Segment Start: DATASET ENTRIES

PR #2793, opened 2024-10-01
Add support for manually setting listen ports for int/extproxy

DmitryDodzin:


mirrord/config/src/external_proxy.rs
```diff
@@ -27,6 +28,12 @@ pub static MIRRORD_EXTERNAL_TLS_KEY_ENV: &str = "MIRRORD_EXTERNAL_TLS_KEY";
 #[config(map_to = "ExternalProxyFileConfig", derive = "JsonSchema")]
 #[cfg_attr(test, config(derive = "PartialEq"))]
 pub struct ExternalProxyConfig {
+    /// <!--${internal}-->
+    ///
+    /// Whether to use a tls or plain connection
+    #[config(env = MIRRORD_EXTERNAL_TLS_ENABLE_ENV, default = true)]
```
aviramha, line 34: Can we drop the env?

DmitryDodzin: I want to use the env in the "automatic" script for the minikube execution instead of requesting the user to change his config

aviramha: Why do we need to disable TLS?

mirrord/config/src/external_proxy.rs
```diff
@@ -27,6 +28,12 @@ pub static MIRRORD_EXTERNAL_TLS_KEY_ENV: &str = "MIRRORD_EXTERNAL_TLS_KEY";
 #[config(map_to = "ExternalProxyFileConfig", derive = "JsonSchema")]
 #[cfg_attr(test, config(derive = "PartialEq"))]
 pub struct ExternalProxyConfig {
+    /// <!--${internal}-->
+    ///
+    /// Whether to use a tls or plain connection
```
Razz4780, line 33:
```suggestion
    /// Whether to use TLS or a plain TCP connection.
```

Razz4780 (approved):
Looks fine to me, but I second Aviram's question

Segment End: DATASET ENTRIES

> **WORK TO COMPLETE**
After the last line of the data, restate all the entries verbatim.

> **RESULT OF THE TASK**
PR #2793, opened 2024-10-01
Add support for manually setting listen ports for int/extproxy

DmitryDodzin:


mirrord/config/src/external_proxy.rs
```diff
@@ -27,6 +28,12 @@ pub static MIRRORD_EXTERNAL_TLS_KEY_ENV: &str = "MIRRORD_EXTERNAL_TLS_KEY";
 #[config(map_to = "ExternalProxyFileConfig", derive = "JsonSchema")]
 #[cfg_attr(test, config(derive = "PartialEq"))]
 pub struct ExternalProxyConfig {
+    /// <!--${internal}-->
+    ///
+    /// Whether to use a tls or plain connection
+    #[config(env = MIRRORD_EXTERNAL_TLS_ENABLE_ENV, default = true)]
```
aviramha, line 34: Can we drop the env?

DmitryDodzin: I want to use the env in the "automatic" script for the minikube execution instead of requesting the user to change his config

aviramha: Why do we need to disable TLS?

mirrord/config/src/external_proxy.rs
```diff
@@ -27,6 +28,12 @@ pub static MIRRORD_EXTERNAL_TLS_KEY_ENV: &str = "MIRRORD_EXTERNAL_TLS_KEY";
 #[config(map_to = "ExternalProxyFileConfig", derive = "JsonSchema")]
 #[cfg_attr(test, config(derive = "PartialEq"))]
 pub struct ExternalProxyConfig {
+    /// <!--${internal}-->
+    ///
+    /// Whether to use a tls or plain connection
```
Razz4780, line 33:
```suggestion
    /// Whether to use TLS or a plain TCP connection.
```

Razz4780 (approved):
Looks fine to me, but I second Aviram's question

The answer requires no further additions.